The improvement is borne out by a 7% on-year sales growth in the fiscal second quarter for four large listed home textile exporters who had logged 40% lower revenue on-year in the first quarter.

The lockdown had a limited impact on retailers of essentials as these operated through the pandemic. However, sales at departmental stores suffered heavily in the March-May period. Some retailers also underwent restructuring, leading to permanent store closures. Additionally, manufacturing was impacted due to plant shutdowns for 30-45 days. A weak first quarter will have a bearing on revenues for the full fiscal, which are expected to decline 10-12%.

Also, lower capacity utilisation and benign realisations in the first quarter will lead to suboptimal coverage of fixed costs despite cheaper cotton prices and favourable currency movement. This will lead to moderation in the operating margin of home textile exporters by 200 basis points to 12-13% from ~15% seen over the past two fiscals.

With sufficient capacity available, investments in capacity addition are expected to be moderate this fiscal. Also, lower inventory requirements owing to continued soft cotton prices in the coming season will keep working capital requirements stable, and hence debt levels under control.

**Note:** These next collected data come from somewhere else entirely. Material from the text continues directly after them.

PR #108, opened 2020-11-25
PI-89 Add shareGoogleAnalyticsInstance option feature

supertinou:
# Motivation

Support the improvement to the Google Analytics Integration so that the Google analytics user session on the website where the Typeform is embedded is share to Typeform and even beyond and so that as the owner of the website I can get the accurate full view of the experience of the user and can get to improve it.

This specific feature is part of the bigger epic: https://jira.typeform.tf/browse/PI-88

# Under the hood

The changes allow you to specify a ```shareGoogleAnalyticsInstance```  option in the embed
and this had the effect to pass in a ```shareGoogleAnalyticsInstance``` parameter to the Typeform URL and to, if there is Google analytics in the page of the embed to pass a ```ga-client-id``` parameter via ```postMessage``` as soon as the google Analytics parameter Id is available.

# How to use the feature.

1) Enable the Google analytics integration

2) Enable the ```shareGoogleAnalyticsInstance``` in the embed:

In an HTML snippet using the embed:

```html
<div
      class="typeform-widget"
      data-url="mytypeformURL"
      data-share-google-analytics-instance
    ></div>
<script type="text/javascript" src="https://embed.typeform.com/embed.js"></script>
```

Using the API: 

```js

const embedElement = document.querySelector('.js-typeform-embed')

typeformEmbed.makeWidget(
  embedElement,
  'https://admin.typeform.com/to/PlBzgL',
  {
    buttonText: "Answer this!",
    shareGoogleAnalyticsInstance
  }
)
```

# JIRA: https://jira.typeform.tf/browse/PI-89

# Related PR: https://github.com/Typeform/louvre/pull/1330


mathio (commented):
Please make sure the build is passing. If you need any help let us know.

antoniofull:
@supertinou I am going to update this branch as it is outdated (and trigger visual tests again). I don't think you have access to the visual tests, in case ping me if you need help with fixing those tests 😄

supertinou:
@antoniofull, I'd love a second pair of eyes if you get the chance, regarding the ```> this.setState is not a function``` preventing the visual test to pass. I haven't been able to figure out why this error is being raised yet 🤔 🙂.

mathio:
@supertinou is that happening only for visual tests or can you replicate the issue locally? Most common cause for such issue is that you are calling `this.setState(...)` in a function method you did not bind:

```
this.myFunction = this.myFunction.bind(this)
```

src/core/views/mobile-modal.js
```diff
@@ -51,6 +51,7 @@ class MobileModal extends Component {
     }
 
     this.handleMessage = this.handleMessage.bind(this)
+    this.handleFormReady = callIfEmbedIdMatches(this.handleFormReady.bind(this), this.props.embedId)
```
supertinou, line 54: And that was it, thank you :)

travis-tf:
*[BOT]* Preview available: https://embed.typeform.com/c271ea0ac0cd051eb0463937026d88ef22f6a080/embed.js

supertinou:
I've been playing around to add unit tests to freeze internally the googleAnalyticsInstanceSharing in `views/mobile-modal.js`, `views/popup.js` and `views/widget.js` but could not find a way to either:
- mock the `google-analytics-instance-sharing.js` function to make sure it is called internally when `share-google-analytics-instance` is enabled.
- add a google analytics tag in a unit test and check that a postMessage event has been sent.
If you have any suggestion, let me know :)

src/core/features/google-analytics-instance-sharing.js
```diff
@@ -0,0 +1,24 @@
+const setupGoogleAnalyticsInstanceSharingFeature = (iframeRef, embedId) => {
+  // Throw an error if the feature is enabled but ga is not found
+
+  const gaObject = window[window.GoogleAnalyticsObject]
+
+  if (gaObject === undefined || gaObject === null) {
+    throw new Error(
```
lfons, line 7: Should we use a try-catch block to better manage this function call? What happens when an error is thrown (E.g. shareGoogleAnalyticsInstance is set to true, but no gaObject is found)? Is the embedded form still being displayed?

lfons (changes requested):

lfons (commented):
It seems that we can set the GA code for the form thought the connect panel, how does this play with setting the GA code from the embed widget? What happens if the form already has a GA code, and on the other side, we are passing a new one from the embed (from the parent page containing an embed as per the PR implementation)?

supertinou (commented):
Regarding: 
> It seems that we can set the GA code for the form thought the connect panel, how does this play with setting the GA code from the embed widget? What happens if the form already has a GA code, and on the other side, we are passing a new one from the embed (from the parent page containing an embed as per the PR implementation)?

Thank you for reviewing with attention and care :)

Exactly, we can have the scenario that the `GA code` on the website where the form is embedded is different than the `GA code` set for the integration in the connect panel. 

In this scenario, the embed will send a postMessage `ga-client-id` event to the iframe (louvre) with a `gaClientId` which is associated to a different `GA code` than the one for which we is set in the connect panel.

I just tested it in the subscribe environment:

Then the end results are that in the Google Analytics dashboard for both `GA code` / GA account which are totally separate, there will be a similar `gaClientId` in the list of users in "User explorer" with the events from the website in the `GA code` (1) and then the events sent by the Typeform in `GA Code` (2)

So... the user needs to make sure that they set similar `GA code` for their website and the Typeform they embed.

src/core/features/google-analytics-instance-sharing.js
lfons: Thanks for getting back to me @supertinou 

IMHO Ideally, it should work as you said because it would be self-evident that something is wrong. 

However, to always display the form if we can, I will display an error in the console BUT continue with the execution and display the Typeform. 

For example, the GA code may be removed from the page because they want to use other analytics tools, then the form will stop working. Also, sometimes, non-technical people may be in charge of setting these GA codes (through Google Tag Manager, for example), they can accidentally remove the GA code, and then the form will stop working. 

So, to be on the safe side, I will display an error in the console but still show the form in these cases.

lfons:
> Regarding:
> 
> > It seems that we can set the GA code for the form thought the connect panel, how does this play with setting the GA code from the embed widget? What happens if the form already has a GA code, and on the other side, we are passing a new one from the embed (from the parent page containing an embed as per the PR implementation)?
> 
> Thank you for reviewing with attention and care :)
> 
> Exactly, we can have the scenario that the `GA code` on the website where the form is embedded is different than the `GA code` set for the integration in the connect panel.
> 
> In this scenario, the embed will send a postMessage `ga-client-id` event to the iframe (louvre) with a `gaClientId` which is associated to a different `GA code` than the one for which we is set in the connect panel.
> 
> I just tested it in the subscribe environment:
> 
> Then the end results are that in the Google Analytics dashboard for both `GA code` / GA account which are totally separate, there will be a similar `gaClientId` in the list of users in "User explorer" with the events from the website in the `GA code` (1) and then the events sent by the Typeform in `GA Code` (2)
> 
> So... the user needs to make sure that they set similar `GA code` for their website and the Typeform they embed.

Thanks for your explanation @supertinou. Has this behavior been validated with Product? If yes, and this is what we want, I am happy with it :)

src/core/features/google-analytics-instance-sharing.js
supertinou: Yes, we can keep the error in the console and the user will notice in their Google Analytics Dashboard if they have non matching users. Adding that to the integration for potential errors for the CS team!

supertinou: I addressed changes here: https://github.com/Typeform/embed/pull/108/commits/63b4b9847ed43ae5ea3b37a9dd7abd4477266a0a :)

travis-tf:
*[BOT]* Preview available: https://embed.typeform.com/8721356547fbda570a14715365c60f70072c5cd5/embed.js

travis-tf:
*[BOT]* Preview available: https://embed.typeform.com/5bd9dbf23fb23954d94743f10a06c9ee293412fa/embed.js

lfons (approved):

mathio (approved):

Says Gautam Shahi, Director, CRISIL Ratings, “While moderation in operating margins will lead to a decline in the interest-coverage ratio* for the sample set to ~3.5 times this fiscal from 4.5-5 times over the past two fiscals, the debt to equity ratio will still sustain at adequate levels of 1-1.2 times because of controlled debt utilisation. This will limit material impact on credit profiles.”

In the milieu, continued order flow from major export markets, improvement in domestic demand, and the ability of players to manage liquidity amid the continuing pandemic will be key monitorables. That said, home textile manufacturers deriving a larger part of their revenue domestically are affected more than exporters due to extensive lockdowns in India and gradual opening of many retail outlets, leading to slower recovery.